If you remember from last week, I said John the Baptist is not anyone's favorite Biblical character. He's rude and can't say anything nice and he certainly lives up to that in today's gospel, if you can it that. The passage opens with the crowds who were listening to John. Many in the crowd decided to come forward to be baptized. Now, I just celebrated the 30th anniversary of my baptism and I've learned that baptism is about being reminded of God's love for us. I don't think John was sitting in on my seminary class, because he calls those coming forward a “brood of vipers.” He tells them to produce fruit in keeping with repentance and to not rely on religious or family ties for salvation. He talks about an ax that is getting ready to cut down poor producing trees and throw them into the fire.

When was the last time you saw a preacher say that at a baptism? If they did, I can bet they didn't stay in the pulpit very long.

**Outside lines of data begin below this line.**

PR #885, opened 2019-10-30
Fix faq.rst (shard_count setting)

yhuelf:
It doesn't seem possible to  set a different shard count for two tables of a same co-location group.

### DIFF
--- a/faq/faq.rst
+++ b/faq/faq.rst
@@ -69,7 +69,7 @@ Remember that -- even with this extensive SQL coverage -- data modeling can have
 How do I choose the shard count when I hash-partition my data?
 --------------------------------------------------------------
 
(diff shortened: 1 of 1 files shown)


faq/faq.rst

You know, in the past, when I have preached this sermon, I would have said that poor John was off his rocker. He was preaching a message of hell and damnation, a message of what my Lutheran friends like to say, “works-righteousness.” On the other hand, Jesus preached a message of grace. Of course, I said this because John's message is so harsh and seems mean-spirited. But these days, I'm beginning to think John was preaching a message of salvation and grace, but he reminds us this grace isn't cheap, but costly. John, like Jesus, was concerned with how we live. Yes, we are saved by grace not by works, but the eveidence of our faith relies on how we live. The best testimony of being a follower of Christ, is how we live our lives. Do we live them in the same way Jesus did, welcoming all, forgiving others and helping those in need?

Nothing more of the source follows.